Today I was inspired by a recipe I found in Family Circle magazine that made little muffin tins full of grains–oats, sunflower seeds and quinoa mixed with a bit of peanut butter with a smidge of strawberry preserves and I thought….this recipe is onto something. Check these out!
But as usual, I am not a recipe follower…
I did start with all natural smooth peanut butter though but not the chunky they suggested. I do LOVE this stuff!
I changed up my grains opting for some kasha (roasted buckwheat), a bit of chia seeds, my beloved pumpkin seeds and oh…yeah…1 TB of coconut oil to infuse just a little coconut-y flavor into the oat mixture…MMMMM….yes.
Top a bit of the mixture with a smidge of jam or preserves.
Top with a bit more oat mixture and you’ve got yourself a little PB & J Granola Muffin.
I made up these little PB & J Granola Muffins and shared a couple with my friend, Sara. She later called and told me she loved it and planned on hiding the second muffin so her kids would not find it! Ha!
And although I am not quite ready to think about the ‘back to school’ season….it is only about a month away and these little granola muffins would make a GREAT brown bag lunch treat…much healthier and better than a commercial granola bar….for sure!
PB & J Granola Muffins (low FODMAP)
Ingredients
- 1/2 cup all-natural peanut butter
- 2 TB maple syrup
- 1 TB coconut oil, melted
- 1 1/2 cup old-fashioned oats
- 1/4 cup pumpkin seeds
- 1 TB chia seeds
- 1/4 cup Kasha (roasted buckwheat) or quinoa (Use a pre-washed brand like Ancient Harvest)

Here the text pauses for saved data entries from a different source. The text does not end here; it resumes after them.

PR #195, opened 2023-12-12
updating header to not include multiboot with alloc

elbiazo:
Currently, when using multiboot2-header with no alloc (default-features = false), you wil get `error: no global memory allocator found but one is required` error.  Reason being , when including multiboot2 for MBI tags, it will also include alloc and builder. This patch fixes that so that you can use multiboot2-header as intended without alloc when it is off.


phip1611 (approved):

phip1611:
Thanks, good catch!

PR #47, opened 2015-10-10
Eslint Ignore

levithomason:
`/docs/app` was excluded from linting on precommit.   This PR lints the entire code base on `npm run lint` which is also run on the precommit hook.  I've also added an `.eslintignore` to exclude vendors, build artifacts, and test artifacts.

### DIFF
--- a/.eslintignore
+++ b/.eslintignore
@@ -1,2 +1,7 @@
+_builds/*
+_projects/*
+_steps/*
+bower_components/*
 node_modules/*
 docs/build/*
+testBundle.js
--- a/.eslintignore
+++ b/.eslintignore
@@ -1,0 +1,2 @@
+node_modules/*
+docs/build/*
--- a/package.json
+++ b/package.json
@@ -8,7 +8,7 @@
   ],
   "scripts": {
     "test": "karma start karma.conf.js",
-    "lint": "eslint src gulp test ./*.js",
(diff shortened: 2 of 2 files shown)


package.json
```diff
@@ -8,7 +8,7 @@
   ],
   "scripts": {
     "test": "karma start karma.conf.js",
-    "lint": "eslint src gulp test ./*.js",
+    "lint": "eslint .",
```
levithomason, line 11: Linting `.` is recursive by default.

.eslintignore
```diff
@@ -0,0 +1,7 @@
+_builds/*
+_projects/*
+_steps/*
```
levithomason, line 3: Wercker artifacts.

.eslintignore
```diff
@@ -0,0 +1,7 @@
...
+bower_components/*
+node_modules/*
```
levithomason, line 5: Vendors.

.eslintignore
```diff
@@ -0,0 +1,7 @@
...
+docs/build/*
+testBundle.js
```
levithomason, line 7: Build and test artifacts.

eanplatter:
Seems legit :fallen_leaf:

athurman:
:octopus:

PR #52, opened 2015-10-13
Feature/example section

levithomason:
This PR restructures `/docs` for extensibility and parity with Semantic UI docs.  A few components were added to allow this.  Refer to the Checkbox examples to see how to use them.


docs/app/Components/ComponentDoc/ComponentDescription.js
```diff
@@ -59,7 +59,8 @@ export default class ComponentDescription extends Component {
             </a>
           </code>
         </div>
-        {this.isSemanticComponent && semanticDocsLink}
+        <p>{this.props.description}</p>
+        <p>{this.isSemanticComponent && semanticDocsLink}</p>
```
levithomason, line 63: Components now show their docBlock text as their description in the doc site.  So, this:

``` jsx
/**
 * It's a component
 */
export default class Component {...}
```

Would show up in the docs as:

> #### Component
> 
> It's a component.

docs/app/Components/ComponentDoc/ComponentDoc.js
```diff
@@ -0,0 +1,31 @@
...
+          parent={doc.parent}
+          type={doc.type}
+          description={doc.docBlock.description}
+        />
+        <ComponentProps props={doc.props} />
+        <ComponentExamples name={doc.name} />
+      </Segment>
+    );
+  }
+}
```
levithomason, line 31: This component is what generates a doc section for a given component.  Every component in stardust is looped and passed through this component to generate its doc.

- 4 oz of favorite Jam (FODMAP followers use suitable brand such as Sarabeth's Strawberry Rhubarb.)
Instructions
- Preheat oven to 350 degrees.
- Fill 12 muffin tins with muffin papers.

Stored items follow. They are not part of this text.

PR #53, opened 2015-10-14
Conformance Tests

levithomason:
The below document is linked in the README.md.  I included it here for ease of access.

---
# Stardust Component Guidelines

Every component in Stardust must conform to these guidelines.  They ensure consistency and optimal development experience for Stardust users.

This document will be minimally maintained.  See [`\test`](https://github.com/TechnologyAdvice/stardust/tree/master/test) for the current conformance tests.
## Extends React.Component

**Valid**

``` jsx
import React, {Component} from 'react';

export default class MyComponent extends Component {...}
```

**Invalid**

``` jsx
import React, {Component} from 'react';

export default class MyComponent {...}
```

> This is a new class, does not extend React.Component.
## Constructor name matches component name

Give `MyComponent.js` is a component attached to `stardust.MyComponent`:

**Valid**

- Mix the peanut butter, maple syrup, and coconut oil in medium bowl.
- Add oats, pumpkin seeds, chia and kasha to blend.
- Add about heaping tablespoon of mixture in each muffin tin pressing mixture firmly.

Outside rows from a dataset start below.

PR #54, opened 2015-10-15
Feature/new example format

kyleturco:
Add buttons & checkboxes in our updated example format

### DIFF
--- a/docs/app/Examples/elements/Button/States/States.js
+++ b/docs/app/Examples/elements/Button/States/States.js
@@ -1,29 +1,27 @@
 import React, {Component} from 'react';
 import ComponentExample from 'docs/app/Components/ComponentDoc/ComponentExample';
+import ExampleSection from 'docs/app/Components/ComponentDoc/ExampleSection';
 
 export default class extends Component {
   render() {
     return (
-      <div>
+      <ExampleSection title='States'>
         <ComponentExample
           title='Active'
           description='A button can show it is currently the active user selection'
           examplePath='elements/Button/States/Active'
         />
-
         <ComponentExample
           title='Disabled'
           description='A button can show it is currently unable to be interacted with'
           examplePath='elements/Button/States/Disabled'
         />
-
         <ComponentExample
           title='Loading'
           description='A button can show a loading indicator'
           examplePath='elements/Button/States/Loading'
         />
-
-      </div>
+      </ExampleSection>
     );
   }
 }
--- a/docs/app/Examples/elements/Button/States/States.js
+++ b/docs/app/Examples/elements/Button/States/States.js
@@ -1,0 +1,29 @@
+import React, {Component} from 'react';
+import ComponentExample from 'docs/app/Components/ComponentDoc/ComponentExample';
+
+export default class extends Component {
+  render() {
+    return (
+      <div>
+        <ComponentExample
+          title='Active'
+          description='A button can show it is currently the active user selection'
+          examplePath='elements/Button/States/Active'
+        />
+
+        <ComponentExample
+          title='Disabled'
+          description='A button can show it is currently unable to be interacted with'
+          examplePath='elements/Button/States/Disabled'
+        />
+
+        <ComponentExample
+          title='Loading'
+          description='A button can show a loading indicator'
+          examplePath='elements/Button/States/Loading'
+        />
+
+      </div>
+    );
+  }
+}
--- a/docs/app/Examples/modules/Checkbox/States/Checked.js
+++ b/docs/app/Examples/modules/Checkbox/States/Checked.js
@@ -1,12 +1,10 @@
 import React, {Component} from 'react';
-import {Form, Checkbox} from 'stardust';
+import {Checkbox} from 'stardust';
 
 export default class extends Component {
   render() {
     return (
-      <Form>
-        <Checkbox className='checked' checked={true} label='This checkbox comes prechecked' />
-      </Form>
+      <Checkbox className='checked' checked={true} label='This checkbox comes prechecked' />
     );
   }
 }
--- a/docs/app/Examples/modules/Checkbox/States/Checked.js
+++ b/docs/app/Examples/modules/Checkbox/States/Checked.js
@@ -1,0 +1,12 @@
+import React, {Component} from 'react';
+import {Form, Checkbox} from 'stardust';
+
+export default class extends Component {
+  render() {
+    return (
+      <Form>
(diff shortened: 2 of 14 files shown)


kyleturco:
This PR feels a touch long, but it's generally basic stuff and made sense to group it all together

docs/app/Examples/elements/Button/States/States.js
```diff
@@ -0,0 +1,29 @@
...
+          examplePath='elements/Button/States/Disabled'
+        />
+
+        <ComponentExample
+          title='Loading'
+          description='A button can show a loading indicator'
+          examplePath='elements/Button/States/Loading'
+        />
+
+      </div>
```
levithomason: The extra line breaks between the components are probably fine, but this last one is only in a couple files and feels like it is breaking our `no-padded-blocks` rule.  That rule isn't working here because this is JSX and technically not a JS block.  I'd like to vote we remove them anyway, to keep consistent with the other files.

levithomason:
No worries on the size, I think it is OK.  In this case we aren't forging new heavy logic or precedence.  More so duplicating what has already been set as a standard.

docs/app/Examples/modules/Checkbox/States/Disabled.js
```diff
@@ -0,0 +1,17 @@
...
+export default class extends Component {
+  render() {
+    return (
+      <div>
+        <Form>
+          <Checkbox className='disabled' label='Disabled' />
+        </Form>
+        <Form>
+          <Checkbox className='toggle' disabled={true} label='Disabled' />
+        </Form>
```
levithomason: Use a single `Form` and wrap the `Checkbox` components in `Field` components to get the proper whitespace around them.  The root `div` will also not be required then as the `Form` will be the root.

image

vs

image

docs/app/Examples/modules/Checkbox/States/Checked.js
```diff
@@ -0,0 +1,12 @@
+import React, {Component} from 'react';
+import {Form, Checkbox} from 'stardust';
+
+export default class extends Component {
+  render() {
+    return (
+      <Form>
+        <Checkbox className='checked' checked={true} label='This checkbox comes prechecked' />
+      </Form>
```
levithomason: `Form` is unnecessary here.  Just the `Checkbox` as the only element.

docs/app/Examples/elements/Button/States/States.js
```diff
@@ -0,0 +1,29 @@
+import React, {Component} from 'react';
+import ComponentExample from 'docs/app/Components/ComponentDoc/ComponentExample';
+
+export default class extends Component {
+  render() {
+    return (
+      <div>
+        <ComponentExample
```
levithomason, line 9: Questioning our approach now that I see this all laid out.  Instead of having a wrapper div here, wouldn't it make sense to use the `ExampleSection` in these files that bundle `ComponentExamples`?  So, here we'd have:

``` jsx
<ExampleSection title='States'>
  <ComponentExample
    title='Active'
    description='A button can show it is currently the active user selection'
    examplePath='elements/Button/States/Active'
  />
  <ComponentExample
    title='Disabled'
    description='A button can show it is currently unable to be interacted with'
    examplePath='elements/Button/States/Disabled'
  />
  <ComponentExample
    title='Loading'
    description='A button can show a loading indicator'
    examplePath='elements/Button/States/Loading'
  />
</ExampleSection>
```

Then, in `Button/ButtonExamples.js` instead of wrapping every import an `ExampleSection`, we could just have:

``` jsx
<div>
  <Types />
  <States />
  <Variations />
</div>
```

Thoughts?

docs/app/Examples/modules/Checkbox/States/ReadOnly.js
```diff
@@ -0,0 +1,12 @@
+import React, {Component} from 'react';
+import {Form, Checkbox} from 'stardust';
+
+export default class extends Component {
+  render() {
+    return (
+      <Form>
+        <Checkbox className='read-only' label='This checkbox is read-only' />
+      </Form>
```
levithomason: `Form` not needed here.

docs/app/Examples/modules/Checkbox/Variations/Fitted.js
```diff
@@ -0,0 +1,26 @@
...
+import {Form, Checkbox, Segment} from 'stardust';
+
+export default class extends Component {
+  render() {
+    return (
+      <div>
+        <Segment className='compact'>
+          <Form>
+            <Checkbox className='fitted' />
+          </Form>
```
levithomason: `Form` no needed aroundt these checkboxes.

docs/app/Examples/modules/Checkbox/Variations/Variations.js
```diff
@@ -0,0 +1,16 @@
...
+export default class extends Component {
+  render() {
+    return (
+      <div>
+        <ComponentExample
+          title='Fitted'
+          description='A fitted checkbox does not leave padding for a label'
+          examplePath='modules/Checkbox/Variations/Fitted'
+        />
+      </div>
```
levithomason: Extra `div` not needed here, only when nesting multiple children.  More accurately, a component can only have a single root node with no siblings.

If we adopt the [above comment](#r42073397) regarding `ExampleSection` wrapping `ComponentExamples` this comment will no longer be valid.

levithomason:
While we're at it, I noticed the Radio example also has an extra wrapper div.  We should remove that:

image

Just the single `Form` as the root is OK.

docs/app/Examples/elements/Button/States/States.js
kyleturco: Went ahead and removed line breaks from all of the equivalent files. I was concerned with readability, but that was probably an overreaction.

docs/app/Examples/modules/Checkbox/States/Checked.js
kyleturco: Makes sense, didn't occur to me Checkbox could be standalone. You've noted it on a few others, and I'll double check the rest

docs/app/Examples/elements/Button/States/States.js
kyleturco, line 9: That seems pretty spiffy to me. I made the `div vs ExampleSection` update on all of the different sections, now updating the main template

kyleturco, line 9: Update - this works quite well

levithomason:
Beautiful :boom:

PR #59, opened 2015-10-16
fix warnings, add class names, necessary updates

kyleturco:
lots of small updates

### DIFF
--- a/docs/app/Examples/elements/Button/States/Loading.js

- Add 1 heaping tsp. of Jam/preserves
- Top with TB of leftover oat mixture pressing gently.
- Bake for about 20 minutes--until lightly browned.
- Be sure to cool thoroughly before eating. (or the hot jam may hurt your tongue...oops....lesson learned!)
Sarah (The Simple Dietitian)
I just started in on the low FODMAP bandwagon after deciding that enough was enough with my constant digestive issues. I’m on the elimination phase right now, and I was just thinking about how much I’d like to find a suitable muffin recipe.
Problem solved! Thanks for sharing. 😀
Naomi Bilmes
Is the quinoa/kasha cooked first?
-Naomi
katescarlata
The kasha =roasted buckwheat and the quinoa I used was pre-washed and dried but not cooked–I like the Ancient Harvest Red Quinoa.
Debbie
Hi Kate, Just made these muffins and they taste amazing. I used individual silicon muffin wrappers which I placed on a baking sheet. I am planing on using them as my post exercise snack. I was wondering how to best store them. Refrigerator or freeze and how long they will stay fresh. Also was wondering if you have any good lowfodmap bread brand recommendations for sourdough spelt. Thank you!
katescarlata
Debbie, I would store them in your refrigerator and enjoy within 4-5 day or freeze them and defrost and use with in a month or so. Berlin has a sourdough spelt bread:
http://www.berlinnaturalbakery.com/acatalog/Bread.html
And French Meadows has a spelt bread (not sourdough) that you may consider trying available at Whole Foods.
Rosemarier
I just want to say. Thank you for this site. You have real food for people who have to live the fodmap diet. Soooo much better than what I can find in Australia.
My daughter has to follow the fodmap and now they are trying no yeast, egg and animal milk.